**Instructions for the task**. Please report every line from the material that contains the word "Each".

**Dataset extract**.
Issue #486, opened 2016-12-10
Embeds: Add a "open in new window" option


povrazor:
The TV widget is the reference for how embeds will soon work (and look).

![streamywidg](https://cloud.githubusercontent.com/assets/1570313/21074516/fc7ff6fe-bec8-11e6-8163-0e84a58442d6.png)

Instead of immediately embedding iFrame's of content, wrap a thumbnial with a play button.

What this issue is discussing is adding a button for opening the content directly in a new window. Similar to how Slack handles this, but I dislike how they made this a focal item right in the center (it should be an alt item). 99% of the time, people want to just play it, and when a browser is doing it's job, this is safe.

![slackers](https://cloud.githubusercontent.com/assets/1570313/21074511/d673290e-bec8-11e6-853b-73f922bbdfdf.png)

In the case of the TV widget though, I'm not sure where to put it, as the layout is populated with useful metrics (whose watching, etc). Maybe where the streamer name (and service logo) are?

References: #478

povrazor:
There is an example of this on the widget.

Issue #285, opened 2016-11-27
UX: No logout button


blinry:
A way to log the current user out should be exposed in the interface.

povrazor:
Yep! I haven't had time to finish the drop-down boxes that pop up with Notifications and when you click your Avatar. They go under the Avatar one.

tanrax:
thx

pfefferminzz:
First anniversary of this issue is tomorrow. If it's annoying to add a dropdown menu, the logout button could go here for now:

![ld-logout](https://user-images.githubusercontent.com/5459440/33243934-e47f6360-d2ee-11e7-8681-7a17ee12071e.png)

povrazor:
This got lost in a commit that was never pushed.

zwrawr:
Bump again

zwrawr:
It only took a year!

povrazor:
:fireworks:

pfefferminzz:
Thank you very much!

PR #537, opened 2017-04-02
Open Externally button - Issue #486

StormBurpee:
Adds a button next to the stream info in the bottom, for opening in a new tab
Proposes a fix for #486 

image

### DIFF
--- a/src/com/content-common/common-body-avatar.js
+++ b/src/com/content-common/common-body-avatar.js
@@ -1,0 +1,21 @@
+import { h, Component } 				from 'preact/preact';
+import { shallowDiff }	 				from 'shallow-compare/index';
+
+import NavLink							from 'com/nav-link/link';
+import IMG2								from 'com/img2/img2';
+
+export default class ContentCommonBodyAvatar extends Component {
+	constructor( props ) {
+		super(props);
+	}
+
+	shouldComponentUpdate( nextProps ) {
+		return shallowDiff(this.props.children, nextProps.children);
+	}
+
+	render( props ) {
+		var _class = "content-common-body -avatar" + (props.class ? " "+props.class : "");
+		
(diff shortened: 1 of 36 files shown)


StormBurpee:
Accidentally added a commit I meant for a separate pull request here... Forgot to create another branch sorry about that, but this was in terms of adding a temporary logout button, until you did the whole drop down thing for the user. Issue #285

povrazor:
I think the 'open externally' button needs to look distinct. The rounded look is the same as the metrics, which are just metrics.

I'm not sure what I was thinking when I made my notes in #486, but what I would probably do is make the button invisible, but when you're hovering over the TV widget, just as play button lights up, a secondary icon becomes visible in the lower right corner (`/www/icons/icomoon/enlarge.svg'). If you then choose to hover over that icon, that lights up instead of the play button.

With the words "Open Externally", it looks somewhat cluttered. Opening externally shouldn't be a common thing, but like #486 is something that's desirable design wise for embeds.

povrazor:
Also, while I appreciate the whitespace fixes, the shear amount of them makes it tricky to see which changes are whitespace and which are the proposed fixes.

povrazor:
As for the temporary logout button, the problem is the nav bar gets cluttered on mobile. So yes a temporary button can work, but once I let people sign up for the upcoming event, certain mobiles will show 4 icons wide and no longer fit.

Is it better than nothing?... Ha, I can't decide. :smile:

That's actually part of the reason put `<DropDownUser>` down for now, as though I could easily make a hover menu, I needed something that could work on Mobile (i.e. unrolled needs to be state, not parent hover trickery). 

I like that you changed `Fetch.Post` to a `Fetch.Get`, but I think `Fetch.Get` omits credentials by default ... or at least it should (if `{}` evaluates to true, then it's working by accident). Off the top of my head, the `{}` should be replaced with a `true`, but I would double check `src/shrub/internal/fetch` (or wherever it is... something like that).

PR #542, opened 2017-04-04
Fixed image overlap and sizing 

StormBurpee:
This is better now
image
image

### DIFF
--- a/src/com/sidebar-tv/tv.less
+++ b/src/com/sidebar-tv/tv.less
@@ -128,7 +128,6 @@
 	& > .-detail {
 		/*margin-bottom:0.5em;*/
 
-		margin-top: 1em;
 		line-height:1.25em;
 		height:2.5em;
 		overflow: hidden;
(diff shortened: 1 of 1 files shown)


povrazor:
Looks like the height is wrong. Notice how far away the Twitch Name+Icon is from the bottom in your examples above, compared to this:

fitted

StormBurpee:
image
image

StormBurpee:
actually

povrazor:
yeah

StormBurpee:
The detail is too far down

povrazor:
We're on the same wavelength now. :smile:

StormBurpee:
image
Does that look better?
I don't know, that right quote looks off to me, but I swear I haven't touched it

StormBurpee:
Oh, is the height not dynamic and you've just set it to two lines high?

StormBurpee:
Which, interestingly depending on how you want that part to be designed, could be brought up in an issue?

povrazor:
Yeah, it's max 2 lines of description/title, since one was never enough, and some people tend not to have restraint.

StormBurpee:
Well regardless, it should be fixed now!

povrazor:
Oh interesting, `calc`. I'm guessing that was the reason you were pleased about IE 11?

StormBurpee:
Exactly!

PR #107, opened 2020-06-19
Fixes #79

### LINKED ISSUE #79: Specify domain-separated hashes
By following the recommendations given in the hash to curve draft, this draft must specify how to domain-separate all the hash functions required.

alxdavids:
- Removes H3 as it is the same as H1
- Add prefix-free domain separation for hash function calls

cc @armfazh

### DIFF
--- a/draft-irtf-cfrg-voprf.md
+++ b/draft-irtf-cfrg-voprf.md
@@ -955,16 +955,13 @@ descriptions. Note that both algorithms create a batched proof for
 multiple evaluations of the VOPRF.
 
 In all three algorithms that we detail below we make the following
-domain separation labels available as global variables:
+domain separation labels available as global variables.
 
 ~~~
-opaque challengeDST<1..2^16-1>
-opaque seedDST<1..2^16-1>
-opaque compositeDST<1..2^16-1>
+opaque challengeDST<1..2^16-1> = "RFCXXXX-challenge"
+opaque seedDST<1..2^16-1> = "RFCXXXX-seed"
+opaque compositeDST<1..2^16-1> = "RFCXXXX-composite"
 ~~~
-
-Each of these variables MUST be chosen by the Server implementation.
-In addition, the choice SHOULD be made available to the Client.
 
 ## GenerateProof
 
--- a/draft-irtf-cfrg-voprf.md
+++ b/draft-irtf-cfrg-voprf.md
@@ -954,13 +954,14 @@ The proof generation and verification algorithms are denoted by
 descriptions. Note that both algorithms create a batched proof for
 multiple evaluations of the VOPRF.
 
-In all three algorithms that we detail below we make the following
-domain separation labels available as global variables.
+In the algorithms below we set the following domain separation labels.
+These are used to control the domains of the hash function evaluations
+that we use.
 
 ~~~
-opaque challengeDST<1..2^16-1> = "RFCXXXX-challenge"
-opaque seedDST<1..2^16-1> = "RFCXXXX-seed"
-opaque compositeDST<1..2^16-1> = "RFCXXXX-composite"
+opaque challengeDST<1..2^16-1>
+opaque seedDST<1..2^16-1>
+opaque compositeDST<1..2^16-1>
 ~~~
 
 ## GenerateProof
@@ -986,13 +987,14 @@ Steps:
  5.  if (r == 0): go back to the previous step
  6.  a3 = GG.Serialize(r * G)
  7.  a4 = GG.Serialize(rM)
- 8.  h2Input = I2OSP(len(gen), 2) || gen || I2OSP(len(pkS), 2) || pkS ||
+ 8.  challengeDST = "RFCXXXX-challenge"
+ 9.  h2Input = I2OSP(len(gen), 2) || gen || I2OSP(len(pkS), 2) || pkS ||
             I2OSP(len(a1), 2) || a1 || I2OSP(len(a2), 2) || a2 ||
             I2OSP(len(a3), 2) || a3 || I2OSP(len(a4), 2) || a4 ||
             I2OSP(len(challengeDST), 2) || challengeDST
- 9.  c = H_2(h2Input) mod p
- 10. s = (r - c * skS) mod p
- 11. Output (c, s)
+ 10. c = H_2(h2Input) mod p
+ 11. s = (r - c * skS) mod p
+ 12. Output (c, s)
 ~~~
 
 We note here that it is essential that a different r value is used for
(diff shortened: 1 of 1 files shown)


draft-irtf-cfrg-voprf.md
```diff
@@ -769,7 +767,8 @@ Output:
 Steps:
 
  1. DST = "RFCXXXX-Finalize"
```
chris-wood, line 769:
```suggestion
 1. finalizeDST = "RFCXXXX-Finalize"
```

draft-irtf-cfrg-voprf.md
```diff
@@ -931,8 +930,19 @@ procedures: GenerateProof and VerifyProof. These are specified below.
...
+In all three algorithms that we detail below we make the following
+domain separation labels available as global variables:
+
+~~~
+opaque challengeDST<1..2^16-1>
+opaque seedDST<1..2^16-1>
+opaque compositeDST<1..2^16-1>
+~~~
+
+Each of these variables should be chosen by the Server implementation.
```
chris-wood, line 944:
```suggestion
Each of these variables MUST be chosen by the Server implementation.
```

draft-irtf-cfrg-voprf.md
```diff
@@ -931,8 +930,19 @@ procedures: GenerateProof and VerifyProof. These are specified below.
...
+In addition, the choice should be made available to the Client.
```
chris-wood, line 945:
```suggestion
In addition, the choice SHOULD be made available to the Client.
```

draft-irtf-cfrg-voprf.md
```diff
@@ -952,16 +962,19 @@ Steps:
...
  6.  a3 = GG.Serialize(r * G)
  7.  a4 = GG.Serialize(rM)
- 8.  c = H_2(gen || public_key || a1 || a2 || a3 || a4) mod p
- 9.  s = (r - ck) mod p
- 10. Output (c, s)
+ 8.  h2Input = I2OSP(len(gen), 2) || gen || I2OSP(len(public_key), 2) ||
+            public_key || I2OSP(len(a1), 2) || a1 ||
+            I2OSP(len(a2), 2) || a2 || I2OSP(len(a3), 2) || a3 ||
+            I2OSP(len(a4), 2) || a4 || I2OSP(len(challengeDST), 2) ||
+            challengeDST
```
chris-wood, line 974:
```suggestion
 8.  h2Input = I2OSP(len(gen), 2) || gen || 
               I2OSP(len(public_key), 2) || public_key || 
               I2OSP(len(a1), 2) || a1 || I2OSP(len(a2), 2) || a2 || 
               I2OSP(len(a3), 2) || a3 || I2OSP(len(a4), 2) || a4 || 
               I2OSP(len(challengeDST), 2) || challengeDST
```

draft-irtf-cfrg-voprf.md
```diff
@@ -990,15 +1003,18 @@ Steps:
...
  5. B' = (proof[1] * M + proof[0] * Z)
  6. a3 = GG.Serialize(A')
  7. a4 = GG.Serialize(B')
- 8. c  = H_2(gen || public_key || a1 || a2 || a3 || a4) mod p
- 9. Output c == proof[0] mod p
+ 8.  h2Input = I2OSP(len(gen), 2) || gen || I2OSP(len(public_key), 2) ||
+            public_key || I2OSP(len(a1), 2) || a1 ||
+            I2OSP(len(a2), 2) || a2 || I2OSP(len(a3), 2) || a3 ||
+            I2OSP(len(a4), 2) || a4 || I2OSP(len(challengeDST), 2) ||
+            challengeDST
```
chris-wood, line 1015:
```suggestion
 8.  h2Input = I2OSP(len(gen), 2) || gen || 
            I2OSP(len(public_key), 2) || public_key || 
            I2OSP(len(a1), 2) || a1 || I2OSP(len(a2), 2) || a2 || 
            I2OSP(len(a3), 2) || a3 || I2OSP(len(a4), 2) || a4 || 
            I2OSP(len(challengeDST), 2) || challengeDST
```

draft-irtf-cfrg-voprf.md
chris-wood: (Noting for later -- `h2Input` case is inconsistent with `public_key` case.)

draft-irtf-cfrg-voprf.md
```diff
@@ -1013,31 +1029,36 @@ Input:
...
+ 4. M = GG.Identity()
+ 5. Z = GG.Identity()
+ 6. for i = 0 to m:
     1. di = 1
     2. Mi = GG.Deserialize(blinded_tokens[i])
     3. Zi = GG.Deserialize(ev.elements[i])
     4. if (m > 1):
-       1. di = H_2(seed || i' || DST_dleq)
-       2. if (di > GG.order()):
+       1. h2Input = I2OSP(len(seed), 2) || seed || I2OSP(i', 2) ||
```
chris-wood, line 1052: Do we need to encode the length of `seed` here, as it's fixed-length based on H_1? (I don't see the harm in doing so. Just thinking out loud.)

draft-irtf-cfrg-voprf.md
```diff
@@ -931,8 +930,19 @@ procedures: GenerateProof and VerifyProof. These are specified below.
 The proof generation and verification algorithms are denoted by
 `GenerateProof` and `VerifyProof` respectively, see below for
 descriptions. Note that both algorithms create a batched proof for
-multiple evaluations of the VOPRF. Note further that both algorithms can
-be domain-separated using the global `opaque DST_dleq<1..2^16-1>` value.
+multiple evaluations of the VOPRF.
+
+In all three algorithms that we detail below we make the following
```
chris-wood, line 935: Since these are domain separators for the protocol, shouldn't we define them here, rather than punting to the application? We do this for `Finalize()` above, for example.

alxdavids:
> Nice reduction :) I only have one blocking comment on the DSTs. Namely, who specifies them? I think it should be this specification, and here's why: if an application chooses to not set these to anything, i.e., they're some default string or they're the same string across challenge, seed, and composite, then they don't do their job of effectively cloning the oracles. If the protocol specifies them as "RFCXXXX-Challenge", "RFXXXX-Seed", and "RFCXXX-Composite", for example, the application gets this separation for free.

Thanks for the review! Yeah you make a good point. I agree with this change, I'll make it and update the commit.

draft-irtf-cfrg-voprf.md
alxdavids: Since we specify `H_2` as part of the ciphersuite, I think it's worth being consistent in case we decide to change it.

draft-irtf-cfrg-voprf.md
alxdavids: Yep, will address this

draft-irtf-cfrg-voprf.md
alxdavids: Made this change

draft-irtf-cfrg-voprf.md
```diff
@@ -938,8 +937,16 @@ procedures: GenerateProof and VerifyProof. These are specified below.
...
 descriptions. Note that both algorithms create a batched proof for
-multiple evaluations of the VOPRF. Note further that both algorithms can
-be domain-separated using the global `opaque dleqDST<1..2^16-1>` value.
+multiple evaluations of the VOPRF.
+
+In all three algorithms that we detail below we make the following
+domain separation labels available as global variables.
+
+~~~
+opaque challengeDST<1..2^16-1> = "RFCXXXX-challenge"
```
chris-wood, line 946: Should we move these to the functions where they're used, as we did with Finalize?

alxdavids: Sure, just made that change now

**Expected answer**.
-Each of these variables MUST be chosen by the Server implementation.
+Each of these variables should be chosen by the Server implementation.
Each of these variables MUST be chosen by the Server implementation.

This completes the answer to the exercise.